→ Work to be completed: Look over the entries that follow. Report how many lines contain "opened", with nothing else.

[[ Data supplied, beginning ]]

PR #61, opened 2018-01-24
(PUP-8226) Set JRuby KCode, source encoding, and external encoding

Magisus:
This commit adds a function that can configure the KCode, external
encoding, and source encoding of the JRuby scripting containers. We use
this function when initializing our JRuby instances to set these
encodings to UTF-8, to avoid parsing source files as US-ASCII, which can
cause issues with translation interpolation.

Note that this is only relevant in JRuby 1.7; in JRuby 9K, source files are parsed
as UTF-8 by default.

### DIFF
--- a/src/clj/puppetlabs/services/jruby_pool_manager/impl/jruby_internal.clj
+++ b/src/clj/puppetlabs/services/jruby_pool_manager/impl/jruby_internal.clj
@@ -69,6 +69,26 @@
       (log/info
        (i18n/trs "Writing jruby profiling output to ''{0}''" real-profiler-output-file)))))
 
+(schema/defn ^:always-validate set-ruby-encoding :- jruby-schemas/ConfigurableJRuby
+  "Sets the K code, source encoding, and external encoding of the JRuby instance to
+  the supplied encoding."
+  [kcode :- KCode
+   jruby :- jruby-schemas/ConfigurableJRuby]
+  (let [encoding-string (str (.getEncoding kcode))]
+    ;; RubyInstanceConfig exposes the encoding setters directly, while the
+    ;; ScriptingContainer does not.
+    (if (instance? RubyInstanceConfig jruby)
+      (doto jruby
+        (.setKCode kcode)
+        (.setSourceEncoding encoding-string)
+        (.setExternalEncoding encoding-string))
+      (let [config (.getRubyInstanceConfig (.getProvider jruby))]
+        (doto config
+          (.setKCode kcode)
+          (.setSourceEncoding encoding-string)
+          (.setExternalEncoding encoding-string)))))
+  jruby)
+
 (schema/defn ^:always-validate init-jruby :- jruby-schemas/ConfigurableJRuby
   "Applies configuration to a JRuby... thing.  See comments in `ConfigurableJRuby`
   schema for more details."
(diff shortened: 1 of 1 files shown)


src/clj/puppetlabs/services/jruby_pool_manager/impl/jruby_internal.clj
```diff
@@ -69,6 +69,26 @@
...
 
+(schema/defn ^:always-validate set-ruby-encoding :- jruby-schemas/ConfigurableJRuby
+  "Sets the K code, source encoding, and external encoding of the JRuby instance to
+  the supplied encoding."
+  [kcode :- KCode
+   jruby :- jruby-schemas/ConfigurableJRuby]
+  (let [encoding-string (str (.getEncoding kcode))]
+    ;; RubyInstanceConfig exposes the encoding setters directly, while the
+    ;; ScriptingContainer does not.
+    (if (instance? RubyInstanceConfig jruby)
```
haus: Do you think it is worth being explicit here and using `cond` instead of `if` so that we can test for both `RubyInstanceConfig` and `ScriptingContainer`?

haus:
We talked in person about this, but I think it's worth breaking the function up into one that expects a `RubyInstanceConfig` and one that gets a `RubyInstanceConfig` as all of the calls are the same once a `RubyInstanceConfig` exists.

Magisus:
Updated.

Magisus:
Note, this proved really hard to test at the unit level, because the encoding bug only appears when parsing Ruby source files to execute, which is difficult to do in the context of the configured scripting container.

haus:
Nope. I totally didn't. My test passes, but doesn't fail without this change, so that's too bad.

src/clj/puppetlabs/services/jruby_pool_manager/impl/jruby_internal.clj
```diff
@@ -18,7 +18,8 @@
            (com.puppetlabs.jruby_utils.jruby InternalScriptingContainer
                                              ScriptingContainer)
            (org.jruby.runtime.profile.builtin ProfileOutput)
-           (java.io File)))
+           (java.io File)
+           (org.jruby.util KCode)))
```
justinstoller: nit: if we're changing this can we put the imports in alphabetical order?

Magisus: Updated

src/clj/puppetlabs/services/jruby_pool_manager/impl/jruby_internal.clj
```diff
@@ -69,6 +70,26 @@
...
+  "Sets the K code, source encoding, and external encoding of the JRuby config to
+  the supplied encoding."
+  [kcode :- KCode
+   jruby :- RubyInstanceConfig]
+  (let [encoding-string (str (.getEncoding kcode))]
+    (doto jruby
+      (.setKCode kcode)
+      (.setSourceEncoding encoding-string)
+      (.setExternalEncoding encoding-string)))
+  jruby)
```
pcarlisle: `doto` returns its first argument so this is unnecessary

src/clj/puppetlabs/services/jruby_pool_manager/impl/jruby_internal.clj
```diff
@@ -69,6 +70,26 @@
...
+
+(schema/defn ^:always-validate set-ruby-encoding :- jruby-schemas/ConfigurableJRuby
+  [kcode :- KCode
+   jruby :- jruby-schemas/ConfigurableJRuby]
+  (if (instance? RubyInstanceConfig jruby)
+    (set-config-encoding kcode jruby)
+    (set-config-encoding kcode (.getRubyInstanceConfig (.getProvider jruby))))
+  jruby)
```
pcarlisle: same here

PR #63, opened 2018-02-26
(SERVER-2130) Update default compile-mode to jit for jruby9k

haus:
In jruby 9k, to get comparable performance to 1.7, jit must be enabled
for compile-mode. This commit updates the default compile mode for jruby
to be jit when the version is 9k, but maintains the old default of off
for jruby 1.7.

### DIFF
--- a/test/integration/puppetlabs/services/jruby_pool_manager/jruby_internal_test.clj
+++ b/test/integration/puppetlabs/services/jruby_pool_manager/jruby_internal_test.clj
@@ -61,3 +61,19 @@
                                 profiler-files)]
         (is (= 2 (count profiler-files)))
         (is (not-empty (slurp real-profiler-file)))))))
+
+(deftest default-compile-mode
+  (testing "default compile-mode changes based on jruby version"
+    (let [pool (JRubyPool. 1)
+          config (logutils/with-test-logging
+                  (jruby-testutils/jruby-config {}))
+          instance (jruby-internal/create-pool-instance! pool 0 config #())
+          container (:scripting-container instance)]
+      (try
+        (if jruby-schemas/using-jruby-9k?
+          (is (= RubyInstanceConfig$CompileMode/JIT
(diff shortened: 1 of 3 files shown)


lindboe:
Going for this instead of a feature flag in the module, or in addition to?

haus:
I think the feature flag in the module will still be needed (to manage CodeCache and JRUBY_JAR settings), and we could explicitly set this as part of that work if desired.

test/integration/puppetlabs/services/jruby_pool_manager/jruby_internal_test.clj
```diff
@@ -62,3 +61,19 @@
...
+
+(deftest default-compile-mode
+  (testing "default compile-mode changes based on jruby version"
+    (let [pool (JRubyPool. 1)
+          config (logutils/with-test-logging
+                  (jruby-testutils/jruby-config {}))
+          instance (jruby-internal/create-pool-instance! pool 0 config #())
+          container (:scripting-container instance)]
+      (try
+        (if jruby-schemas/using-jruby-9k?
```
lindboe: I may not be understanding how this test works, but won't this only test one version of this conditional? I don't see how this test would get run twice.

haus: It doesn't get run twice, but there is a jruby9k profile that will also be run.

haus: (and travis runs both the standard 1.7 profile as well as the 9k profile https://github.com/puppetlabs/jruby-utils/blob/master/ext/travisci/test.sh#L8-L12)

lindboe: Ah I see, that travis info is helpful, thank you

PR #69, opened 2018-11-02
(SERVER-2381) Use JRuby 9.2.0.0

justinstoller:


justinstoller:
I think the assumption that we'd branch from 1.x is a good one, I did not try this with 1.7 though I believe (from the ticket) it's unneeded.

justinstoller:
Travis is failing against a jdk7. I don't think that's a supported thing? Would anyone be opposed to me updating our travis matrix to test against 8 & 11 like we test for in the versions of server that will take this up?

Magisus:
That seems fine to me. Are there other consumers of this library that might care? (This seems like a more general relevant question: what else at Puppet uses JRuby besides puppetserver?)

justinstoller:
pebuildinfo says it goes into pe-console-services. Which surprises me (unless they're using it for testing), I'll look into their usage.

justinstoller:
Weird, lein won't even do a `lein deps` on jdk11 in travis. Locally I get:
```
09:11:37 jruby-utils justin (server2381 %) ‖ lein test :all
Tried to load org.apache.httpcomponents/httpcore version 4.1.2 but 4.4.4 was already loaded.
....
Tried to load commons-logging version 1.1.1 but 1.2 was already loaded.
Tried to load org.apache.maven/maven-model-builder version 3.0.4 but 3.5.0 was already loaded.
Tried to load org.apache.maven/maven-model version 3.0.4 but 3.5.0 was already loaded.
lein test puppetlabs.jruby-utils.slj4j-logger-test
lein test puppetlabs.jruby_utils.lockable-pool-test
lein test puppetlabs.services.jruby-pool-manager.jruby-agents-test
lein test puppetlabs.services.jruby-pool-manager.jruby-core-test
lein test puppetlabs.services.jruby-pool-manager.jruby-internal-test
Profiling enabled; ^C shutdown will now dump profile info
Profiling enabled; ^C shutdown will now dump profile info
lein test puppetlabs.services.jruby-pool-manager.jruby-interpreter-test
lein test puppetlabs.services.jruby-pool-manager.jruby-locking-test
lein test puppetlabs.services.jruby-pool-manager.jruby-pool-int-test
lein test puppetlabs.services.jruby-pool-manager.jruby-pool-test
lein test puppetlabs.services.jruby-pool-manager.jruby-service-test
lein test puppetlabs.services.jruby-pool-manager.jruby-testutils
Ran 62 tests containing 309 assertions.
0 failures, 0 errors.

09:12:15 jruby-utils justin (server2381 %) ‖ java -version
openjdk version "11.0.1" 2018-10-16
OpenJDK Runtime Environment 18.9 (build 11.0.1+13)
OpenJDK 64-Bit Server VM 18.9 (build 11.0.1+13, mixed mode)
```

justinstoller:
wrong lein version, I think

justinstoller:
I seem to have angered the consistency gods. Depending which tab I'm in I see different commits/travis states for this PR. I'm going to stop messing with this and hope it eventually works itself out. All the changes should be up in my branch to get this green in travis.

I also checked and no one else internally is using this library.

project.clj
```diff
@@ -16,12 +16,13 @@
 
   :dependencies [[org.clojure/clojure]
                  [org.clojure/tools.logging]
+                 [org.clojure/tools.nrepl "0.2.13"]
```
Magisus: Why is this needed now?

justinstoller: It resolves a conflict between leiningen and clj-parent 2.x, I think every project that has gone to clj-parent 2.x has had to do this.

Magisus: Yeah I've seen that elsewhere, just think I missed what it was for. Thanks!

[[ Data supplied, end ]]

→ Answer box: 3